WPRU-LP
- Last logo used from January 1, 2013, until November 1, 2014
- Aguadilla, Puerto Rico;
- Channels: Analog: 20 (UHF);

Programming
- Affiliations: Defunct

Ownership
- Owner: Caribbean Broadcasting Network
- Sister stations: WSJP-LD

History
- First air date: January 16, 2004
- Last air date: November 1, 2014; (10 years, 289 days); (license canceled January 14, 2021);
- Former call signs: W20CF (2002–2004)
- Former affiliations: ABC (2004–2014)
- Call sign meaning: Puerto Rico UHF

Technical information
- Licensing authority: FCC
- Facility ID: 127514
- ERP: 5 kW

Links
- Public license information: LMS

= WPRU-LP =

Television station in Aguadilla, Puerto Rico (2004–2014)

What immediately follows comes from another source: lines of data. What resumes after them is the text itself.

PR #1269, opened 2026-06-21
test(economics): extract + unit-test the live-economics content floor

JSONbored:
The content floor protecting the live KV economics tier from a partial chain-fetch lived inline in refresh-economics.mjs (a side-effects-on-import script → untestable). Extracted the pure `shouldPublishEconomics` into `scripts/economics-floor.mjs` + 6 boundary tests (0 rows / missing captured_at / just-below vs at the 50% ratio / expectedCount=0). Behavior-preserving. Suite 1258 green.


ghost:
**metagraphed-submission-gate** — ⏳ Waiting for CI to finish before the advisory review (8 check(s) still running).

Issue #1303, opened 2026-06-21
[FOUNDATION] Snapshot the per-neuron metagraph into a queryable live tier


JSONbored:
# [FOUNDATION] Snapshot the per-neuron metagraph into a queryable live tier

**Repo:** `JSONbored/metagraphed` (backend). Part of #1302.

## Context

Today, the native chain snapshot (`registry/native/finney-subnets.json`, built by `scripts/fetch-native-subnets.py` using `SubtensorApi.metagraphs.get_all_metagraphs_info()`) captures **per-subnet** metadata only: name, symbol, block, participant_count, economics (validator counts, stake totals, alpha price). This covers the 129 active Finney subnets at a high level.

To enable per-neuron intelligence (validating specific hotkeys, tracing stake flow, building neuron-centric ledgers, analyzing validator permit distributions), we need to extend the snapshot to capture **per-subnet NEURONS** via the Bittensor SDK's metagraph data. This includes per-UID:
- **Identity:** hotkey, coldkey, rank, trust, consensus, incentive, dividends, emission
- **Registration:** validator_permit, active, last_update
- **Network:** axon host/port/protocol

This foundation is a **blocking prerequisite** for C2–C5 (validator dashboards, stake-tracing, permit analysis, neuron-profile queries).

The current snapshot is baked into a **static deterministic artifact** (`finney-subnets.json`). Per-neuron data is high-volume (129 subnets × ~256 max UIDs per subnet = 33k records), changes at every block, and must **never block determinism**. It must follow the **live-tier pattern** (like `/api/v1/health`, which runs on a 2-minute cron and serves from KV/D1, not from committed artifacts).

### 1. SDK Call & Fetch Strategy
- Extend `scripts/fetch-native-subnets.py` OR create a new `scripts/fetch-native-metagraphs.py` to call `SubtensorApi.metagraphs.get_all_metagraphs(include_stake=True)` for **each active netuid** after the native subnet snapshot fetch completes.
- Capture per-UID fields: `hotkey`, `coldkey`, `rank`, `trust`, `consensus`, `incentive`, `dividends`, `emission`, `validator_permit`, `active`, `last_update`, and axon info (`axon_host`, `axon_port`, `axon_protocol`).
- Gracefully handle missing/sparse data (a subnet with 100 active UIDs out of 256 slots returns 100 records, not 256).
- Coerce Balance objects to float TAO (like `normalize_economics` does today); best-effort null for malformed fields.
[...]

PR #1343, opened 2026-06-21
fix(metagraph): load neurons into D1 via the Worker binding, not the API token (#1303)

JSONbored:
Fixes the failing `refresh-metagraph` cron.

## Problem
The cron's **fetch** step works (Taostats key is fine), but the **D1 load** failed: `CLOUDFLARE_API_TOKEN` has KV + Workers + R2 permissions but **not D1**, so `wrangler d1 execute --remote` hit a Cloudflare **auth error (10000)** on the D1 import API. Granting a token D1 access is a dashboard-only change (not doable via CLI), so this removes the dependency instead.

## Fix
- The CI job now **stages** the snapshot SQL to **R2** (`metagraph/neurons-pending.sql`) using the token's existing R2 permission.
- The Worker's `handleScheduled` runs `loadStagedNeurons`: read the staged object → load it into D1 through the **`METAGRAPH_HEALTH_DB` binding** (needs no API-token permission) → delete the object so it loads exactly once.
- **Isolated + fail-safe**: wrapped so a load error never affects the prober/prune; a failed load just leaves the previous snapshot in place.

## Verified
- `tests/load-staged-neurons.test.mjs` — batched load + delete, no-op when nothing staged, deletes an empty object, safe without bindings.
- `npm test` 1345 pass; eslint, prettier, `validate:workflows`, build (0 drift) green.
- `wrangler r2 object put` validated locally; a current snapshot is already staged in R2, so the first scheduled tick after deploy will load it end-to-end (I'll confirm).

### DIFF
--- a/.github/workflows/refresh-metagraph.yml
+++ b/.github/workflows/refresh-metagraph.yml
@@ -57,9 +57,12 @@ jobs:
         env:
           TAOSTATS_API_KEY: ${{ secrets.TAOSTATS_API_KEY }}
 
-      - name: Load neurons into D1
+      # Stage the snapshot to R2 (the token's existing R2 permission), then the
+      # Worker's scheduled handler loads it into D1 through its METAGRAPH_HEALTH_DB
+      # binding (loadStagedNeurons) — no API-token D1 permission required.
+      - name: Stage neurons to R2 for the Worker to load into D1
         if: steps.gate.outputs.ready == 'true'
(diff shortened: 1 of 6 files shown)


ghost:
**metagraphed-submission-gate** — ⏳ Waiting for CI to finish before the advisory review (1 check(s) still running).

ghost (changes requested):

WPRU-LP (channel 20) was a low-power television station in Aguadilla, Puerto Rico, affiliated with ABC and owned by the Caribbean Broadcasting Network.

==History==
The channel was launched in 2004.

The station did not produce its own local newscasts.

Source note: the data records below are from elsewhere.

PR #1370, opened 2026-06-22
Authenticate and bound R2-staged neuron loads before D1 writes

JSONbored:
### Motivation
- The scheduled Worker previously trusted any JSON object written to the fixed R2 key and could therefore be used as a confused-deputy to mutate D1 when an attacker (or leaked token/CI step) could write that R2 key. 
- The change prevents unauthorized or oversized staged payloads from causing unauthorized D1 mutations or availability/cost impacts by adding provenance and bounds checks before any D1 writes.

### Description
- Require an HMAC-signed envelope for staged neuron snapshots and add a CI signing step using a new `scripts/sign-staged-neurons.mjs` helper and the `METAGRAPH_STAGING_SIGNING_KEY` secret, with the workflow calling the script before the R2 `put` step. 
- Add authentication and validation in `loadStagedNeurons` (`workers/api.mjs`): verify `schema_version` and `hmac_sha256` using the Worker `METAGRAPH_STAGING_SIGNING_KEY`, perform a timing-safe HMAC check, and delete the object on failure. 
- Add defensive bounds and schema checks including object size limit, maximum row count, allowed columns, per-string byte limits, finite-number checks, and `netuid`/`uid` range limits, while preserving parameterized batched `INSERT OR REPLACE` statements so values remain bound (no SQL interpolation). 
- Update and extend tests (`tests/load-staged-neurons.test.mjs`) to cover the signed happy path, unsigned/tampered rejection, oversized payload rejection, out-of-range rows, and row-count limits.

### Testing
- Ran the targeted unit tests with `npx vitest run tests/load-staged-neurons.test.mjs`, which passed. 
- Ran linting with `npm run lint`, which succeeded. 
- Manually exercised the signing helper with `METAGRAPH_STAGING_SIGNING_KEY=test node scripts/sign-staged-neurons.mjs <in> <out>` to confirm produced envelope format and HMAC.

------
[Codex Task](https://chatgpt.com/codex/cloud/tasks/task_e_6a38caac5c68832cac32487e871c5a58)

### DIFF
--- a/.github/workflows/refresh-metagraph.yml
+++ b/.github/workflows/refresh-metagraph.yml
@@ -57,9 +57,15 @@ jobs:
         env:
           TAOSTATS_API_KEY: ${{ secrets.TAOSTATS_API_KEY }}
 
-      # Stage the snapshot to R2 (the token's existing R2 permission), then the
-      # Worker's scheduled handler loads it into D1 through its METAGRAPH_HEALTH_DB
-      # binding (loadStagedNeurons) — no API-token D1 permission required.
+      - name: Sign staged neuron snapshot
+        if: steps.gate.outputs.ready == 'true'
+        run: node scripts/sign-staged-neurons.mjs dist/metagraph-neurons.json
+        env:
+          METAGRAPH_STAGING_SIGNING_KEY: ${{ secrets.METAGRAPH_STAGING_SIGNING_KEY }}
+
+      # Stage the signed snapshot to R2 (the token's existing R2 permission),
+      # then the Worker's scheduled handler authenticates and bounds it before
+      # loading into D1 through its METAGRAPH_HEALTH_DB binding.
       - name: Stage neurons to R2 for the Worker to load into D1
         if: steps.gate.outputs.ready == 'true'
         run: npx wrangler r2 object put metagraphed-artifacts/metagraph/neurons-pending.json --file=dist/metagraph-neurons.json --remote
--- a/scripts/sign-staged-neurons.mjs
+++ b/scripts/sign-staged-neurons.mjs
@@ -1,0 +1,21 @@
+#!/usr/bin/env node
+import { createHmac } from "node:crypto";
+import { readFileSync, writeFileSync } from "node:fs";
+
+const [inputPath, outputPath = inputPath] = process.argv.slice(2);
+const key = process.env.METAGRAPH_STAGING_SIGNING_KEY;
+if (!inputPath || !key) {
+  throw new Error(
+    "usage: METAGRAPH_STAGING_SIGNING_KEY=... node scripts/sign-staged-neurons.mjs <input> [output]",
+  );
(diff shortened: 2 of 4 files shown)


ghost:
🟨🟨🟨🟨🟨🟨🟨🟨🟨🟨🟨🟨🟨🟨🟨🟨🟨🟨

### 🛠️ Maintainer review — Held for maintainer review

Reviewed **4** changed file(s) — two independent AI reviewers, synthesized. 🛠️ **Request changes.** _(reviewers split: request changes / merge)_ Address the suggestions below before merging.

> ℹ️ The reviewers were not unanimous (a change was requested) — held for your review rather than auto-closed.

**Summary**

The PR adds HMAC signing and strict validation for staged neuron snapshots, which is a valuable security improvement. However, there are two concrete defects: (1) the R2 object key used in the workflow (`metagraphed-artifacts/metagraph/neurons-pending.json`) does not match the key the worker expects (`metagraph/neurons-pending.json`), causing the worker to never find the staged file; (2) the newly introduced `MAX_STAGED_NETUID = 1024` limit may reject legitimate subnet netuids that exceed this value, potentially breaking future submissions. These issues must be fixed before the change can be merged.

#### 🛑 Concerns raised — review before merging (reviewers were not unanimous)

- R2 object key mismatch between workflow (`metagraphed-artifacts/metagraph/neurons-pending.json`) and worker (`STAGED_NEURONS_KEY = "metagraph/neurons-pending.json"`).
- `MAX_STAGED_NETUID = 1024` may reject valid netuid values beyond this range.

- Consider extracting the HMAC verification logic into a reusable utility module for consistency.
- The helper `utf8Bytes` could be inlined where used; its separate definition is fine but could be marked as internal.
- Align the R2 object key between the workflow and `workers/api.mjs` (either update the workflow to use `metagraph/neurons-pending.json` or change the constant `STAGED_NEURONS_KEY` accordingly).
- Reevaluate the `MAX_STAGED_NETUID` bound; consider raising it to match the existing allowed range for netuid (e.g., 65535) or remove the limit if unnecessary.
- Add a test case that verifies the worker correctly loads a snapshot when the R2 key matches the workflow path.
- Document the purpose and limits of the new constants in a comment block for future maintainers.
- Consider adding a test for the exact boundary values (e.g., MAX_STAGED_NEURONS_BYTES, MAX_STAGED_NEURON_ROWS) to ensure inclusive/exclusive behavior is correct.
- The script `sign-staged-neurons.mjs` could validate that the input file is valid JSON before parsing to provide a clearer error message.
- In `validStagedNeuronRow`, the check for `typeof value === 'bigint'` is redundant because `JSON.parse` never produces bigints, but it's harmless.
- Ensure the `METAGRAPH_STAGING_SIGNING_KEY` secret is rotated periodically and stored securely (outside scope of this PR).

ghost (dismissed):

In September 2014, it was announced that ABC would move to WORA-TV on November 1 as a new subchannel. In late 2019, the ABC affiliation moved to the main channel of WORA-DT, after Telemundo discontinued its WKAQ-TV repeater on WORA-TV.

The station has been silent since January 2014. From that point until the ABC affiliation ended, it continued broadcasting on channel 18.1 of sister station WSJP-LD. At some point on March 20, 2015, WSJP-LD removed its simulcast of WORA-DT2/ABC 5 from 18.1 and moved its third subchannel to 18.1 from 18.3 to replace it.

Caribbean Broadcasting Network surrendered WPRU-LP's license to the Federal Communications Commission on January 14, 2021, who cancelled it the same day.